In [5]:
import pandas as pd
import numpy as np
# Ensure these libraries are installed in your local environment
from lightgbm import LGBMClassifier
from lightgbm.callback import early_stopping  # <<< CORRECTED IMPORT
from catboost import CatBoostClassifier 
from sklearn.model_selection import StratifiedKFold
from sklearn.metrics import roc_auc_score

# --- 1. Data Loading and Initial Cleaning ---
df_train = pd.read_csv("train.csv")
df_test = pd.read_csv("test.csv")

# Prepare target variable and test IDs
y = df_train['Y'].astype(int)
test_ids = df_test['id']
df_train = df_train.drop(['id', 'Y'], axis=1)
df_test = df_test.drop('id', axis=1)

# Replace +/- infinity with NaN for uniform handling in preprocessing
df_train = df_train.replace([-np.inf, np.inf], np.nan)
df_test = df_test.replace([-np.inf, np.inf], np.nan)

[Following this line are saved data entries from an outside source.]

PR #681, opened 2026-06-26
Relax Python<3.13 requirement for OMERO.web

sbesson:
As Django 5.2 is the requirement since OMERO.web 5.31.0, the package should be compatible with all versions of Python greater than 3.10


knabar (approved):

will-moore (approved):
👍

PR #682, opened 2026-06-30
Initial support for JSON api /annotations endpoint

### LINKED ISSUE #532: JSON API support for Annotations

will-moore:
Fixes #532 - also discussed at #635

This wraps https://github.com/ome/omero-py/pull/489 and passes query parameters to getObjects().

Adds support for `/api/v0/m/annotations/` endpoint, with various query parameters:
 - "image", "dataset", "project", "screen", "plate", "well", "plateacquisition", "roi"
 - ns
 - types of annotation, ("file", "map", "tag", "long", "comment" etc) accessed via e.g. `/api/v0/m/mapannotations/`

E.g:
 - /api/v0/m/annotations/?type=map&dataset=251&dataset=102
 - /api/v0/m/fileannotations/?project=102&limit=5&offset=1&ns=openmicroscopy.org/omero/bulk_annotations

### DIFF
--- a/omeroweb/api/views.py
+++ b/omeroweb/api/views.py
@@ -93,6 +93,10 @@ def api_base(request, api_version=None, **kwargs):
         "url:save": build_url(request, "api_save", v),
         "url:schema": OME_SCHEMA_URL,
     }
+    for atype in ("file", "map", "tag", "long", "timestamp", "comment",
+                  "boolean", "double", "xml", "term"):
+        rv["url:%sannotations" % atype] = build_url(
+            request, "api_namedannotations", v, ann_type=atype)
     return rv
 
 
--- a/omeroweb/api/views.py
+++ b/omeroweb/api/views.py
@@ -474,8 +474,9 @@ class ObjectsView(ApiView):
         group = getIntOrDefault(request, "group", -1)
         normalize = request.GET.get("normalize", False) == "true"
         # Get the data
-        marshalled = query_objects(conn, self.get_omero_type(request),
-                                   group, opts, normalize)
+        marshalled = query_objects(
+            conn, self.get_omero_type(request), group, opts, normalize
+        )
         for m in marshalled["data"]:
             self.add_data(m, request, conn, self.urls, **kwargs)
         return marshalled
@@ -883,6 +884,7 @@ class AnnotationsView(ObjectsView):
         elif ann_type is not None:
             raise BadRequestError("Invalid annotation type: %s" % ann_type)
         return super(AnnotationsView, self).get(request, conn, **kwargs)
+
 
 class ExperimentersView(ObjectsView):
     """Handles GET for /experimenters/ to list Experimenters."""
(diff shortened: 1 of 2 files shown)


omeroweb/api/views.py
```diff
@@ -850,9 +854,19 @@ def get_opts(self, request, **kwargs):
...
-        ann_type = request.GET.get("type")
 
-        # Not strictly a pure function, but we need to set the OMERO_TYPE
+        return opts
+
+    def get(self, request, conn=None, **kwargs):
+        """Override get() to allow filtering by annotation type."""
+
+        # set self.OMERO_TYPE, then call super().get() to get the list of Annotations
+        # E.g. conn.getObjects("TagAnnotation") - not actually case-sensitive
```
pwalczysko, line 879: I think that the tests of ``test_show`` in https://merge-ci.openmicroscopy.org/jenkins/job/OMERO-test-integration/43/testReport/ might be failing because of this change - the timing of the commit and the timing of the tests starting to fail matches.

# --- 2. Preprocessing Function: Missing Indicator and Random Sample Imputation ---
def preprocess_data(df_train, df_test):
    """
    Applies Missing Indicator and Random Sample Imputation using ONLY training data.
    """
    df_full = pd.concat([df_train, df_test], axis=0).reset_index(drop=True)
    n_train = len(df_train)
    
    # Identify all numerical columns with NaNs
    missing_cols = [col for col in df_full.columns if df_full[col].isnull().any() and pd.api.types.is_numeric_dtype(df_full[col])]
    
    for col in missing_cols:
        # 1. Create Missing Indicator Feature
        indicator_col = f'{col}_is_missing'
        df_full[indicator_col] = df_full[col].isnull().astype(int)
        
        # 2. Perform Random Sample Imputation
        # Get non-missing values from the TRAINING portion ONLY
        non_missing_values = df_full.loc[:n_train-1, col].dropna().values
        
        # Identify NaN indices
        nan_indices = df_full[df_full[col].isnull()].index
        
        # Sample values to fill NaNs
        if len(nan_indices) > 0 and len(non_missing_values) > 0:
            random_samples = np.random.choice(non_missing_values, size=len(nan_indices), replace=True)
            df_full.loc[nan_indices, col] = random_samples
        elif len(nan_indices) > 0 and len(non_missing_values) == 0:
             df_full.loc[nan_indices, col] = 0.0
            
    # Separate back into Train and Test
    X_train = df_full.iloc[:n_train]
    X_test_proc = df_full.iloc[n_train:]
    
    return X_train, X_test_proc

# Run Preprocessing
X, X_test_proc = preprocess_data(df_train, df_test)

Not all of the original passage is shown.